Show HN: Robots Are My Passion - zerzeru
https://www.personalrobots.biz/?rel=💙
======
JoeAltmaier
Another note: I remember a colleague telling me about a San Francisco Robotics
Challenge they were part of (as staff/judging). The challenge was simply to
navigate a tiny, tiny maze of plywood walls with one jog in an otherwise
straight corridor. Flat floor, good lighting.

I remembered a paper-airplane contest where the winning time-in-air entry was
a simple strip of stiff paper with a slight bend - flip it and it 'rolled' in
the air descending surprisingly slowly.
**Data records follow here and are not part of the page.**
PR #1235, opened 2025-10-06
Fix: Exp enable completions and NES fetcher

chrmarti:
https://github.com/microsoft/vscode/issues/270004

### DIFF
--- a/src/platform/configuration/common/configurationService.ts
+++ b/src/platform/configuration/common/configurationService.ts
@@ -20,6 +20,7 @@ import { ResponseProcessor } from '../../inlineEdits/common/responseProcessor';
 import { AlternativeNotebookFormat } from '../../notebook/common/alternativeContentFormat';
 import { IExperimentationService } from '../../telemetry/common/nullExperimentationService';
 import { IValidator, vBoolean, vString } from './validator';
+import { FetcherId } from '../../networking/common/fetcherService';
 
 export const CopilotConfigPrefix = 'github.copilot';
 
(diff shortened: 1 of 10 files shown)


src/platform/configuration/common/configurationService.ts
```diff
@@ -796,6 +797,9 @@ export namespace ConfigKey {
 	export const EnableAlternateGptPrompt = defineExpSetting<boolean>('chat.alternateGptPrompt.enabled', false);
 	export const Gpt5AlternatePrompt = defineExpSetting<string>('chat.gpt5AlternatePrompt', 'default');
 	export const GrokCodeAlternatePrompt = defineExpSetting<string>('chat.grokCodeAlternatePrompt', 'default');
+
+	export const CompletionsFetcher = defineSetting<FetcherId | undefined>('chat.completionsFetcher', undefined);
```
dbaeumer: Should this not be a `defineExpSetting`. And the one below

src/platform/networking/vscode-node/fetcherServiceImpl.ts
```diff
@@ -106,6 +115,7 @@ export class FetcherService implements IFetcherService {
 						}
 						this._logService.info(`FetcherService: using ${fetcher.getUserAgentLibrary()} from now on`);
 						this._fetcher = fetcher;
+						this._knownBadFetchers = knownBadFetchers;
```
dbaeumer, line 118: Here I am unsure: if the bad fetchers are per fetch request then this assignment statement is correct. But the I would argue that we don't need `this._knownBadFetchers`. If it is a state in the fetcher then I thing we should add all `knownBadFetchers` into `this._knownBadFetchers`

chrmarti: `options.verifyJSONAndRetry` above is currently only set on the copilot token (and user info) request. If any fetchers fail we remember it here. This is incomplete because we stop at the first fetcher that succeeds, we can improve on this in the future.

It was disqualified for 'not looking
like an airplane'.

So I naturally asked, what was the criterion for 'robot'? He said two
categories, autonomous and fly-by-wire (this was the early 80s).
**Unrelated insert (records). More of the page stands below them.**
PR #1237, opened 2025-10-06
feat: Add "Memory Tool" for embedding and storing workspace documents

Nishtha9:
This PR introduces a Memory Tool that embeds, indexes, and stores workspace documents to enable semantic recall.
Tool actions provided:

- Save Memory — Embed a document or selection and persist its vector, metadata (source URI, range, timestamp), and optional tags or notes.
- List Memory — Return a paginated list of stored memory entries including metadata, source references, and short excerpt previews.
- Query Memory — Run a semantic search against stored embeddings using a natural-language query; return ranked results with relevance scores and source context.
- Delete Memory — Remove stored memory entries by id, source, or filter (e.g., age, tag).
- Clear Memory — Bulk delete all stored memories for a workspace or namespace.
- Export/Import Memory — Export stored embeddings+metadata to a portable format and re-import them into another workspace or environment.

These tool actions enable semantic retrieval workflows by operating over embedded document vectors rather than keyword-only text.


Nishtha9:

bpasero:
fyi @digitarald

PR #1248, opened 2025-10-07
Update telemetry in CreateFileTool to include model and file extension details

bhavyaus:


src/extension/tools/node/createFileTool.tsx
```diff
@@ -92,6 +92,10 @@ export class CreateFileTool implements ICopilotTool<ICreateFileParams> {
 		}
 
 		const languageId = doc?.languageId ?? getLanguageForResource(uri).languageId;
+		const fileExtension = extname(uri);
+		const model = options.model ?? this._promptContext.request?.model;
+		const modelId = typeof model === 'string' ? model : model?.id;
```
connor4312: In other files we use this pattern, I'm not 100% sure the reason behind the pattern but we should stick with it for consistency

https://github.com/microsoft/vscode-copilot-chat/blob/8f7155721315874aaacfca8d1f75feedfa9aa6d6/src/extension/tools/node/newNotebookTool.tsx#L138

connor4312 (approved):

PR #1262, opened 2025-10-08
Add BYOK API key management command

zhichli:
dep of microsoft/vscode-copilot-evaluation#428

This programmatic way of managing API key via env var is a more stable way of configuring custom model in our test environment.


sandy081:
@zhichli / @lramos15 / @pwang347 

May I know the purpose of this API command `github.copilot.chat.manageBYOKAPIKey`? 
I am in the process of refactoring how BYOK models can be configured and therefore want to understand the use case behind this to see how I can fit this in the new world.

lramos15:
> @zhichli / @lramos15 / @pwang347
> 
> May I know the purpose of this API command `github.copilot.chat.manageBYOKAPIKey`? I am in the process of refactoring how BYOK models can be configured and therefore want to understand the use case behind this to see how I can fit this in the new world.

Our evaluation framework doesn't easily react with the UI of VS Code so it often runs the evaluations via commands.

So in the case of wanting to evaluate against a BYOK model we need a way to set it up completely without UI interaction and that includes setting the API key that should back it. The flow is normally
1. Write to the setting the custom endpoint config
2. use this command to set the api key
3. Use a comamnd to select the model in chat
4. Send messages to chat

Was the task complete when the robot was entirely out of the maze, or when any
part of the robot passed the finish line? Any part he said.

Good enough for me. I told him I had several entries, and would he let me know
if any were suitable for their contest? Sure, he said, what are they?

The first looks like a bucket of confetti and a fan. The fan is sitting on a
step ladder. You tip the bucket of confetti by hand, but after that the robot
is self-guided.

That's not a robot, he said.

Ok, my next one is simpler. It looks like a bucket of water. You tip it over
at the entrance, and it naturally follows the maze using gravity and surface
tension.

That's not a robot, he said.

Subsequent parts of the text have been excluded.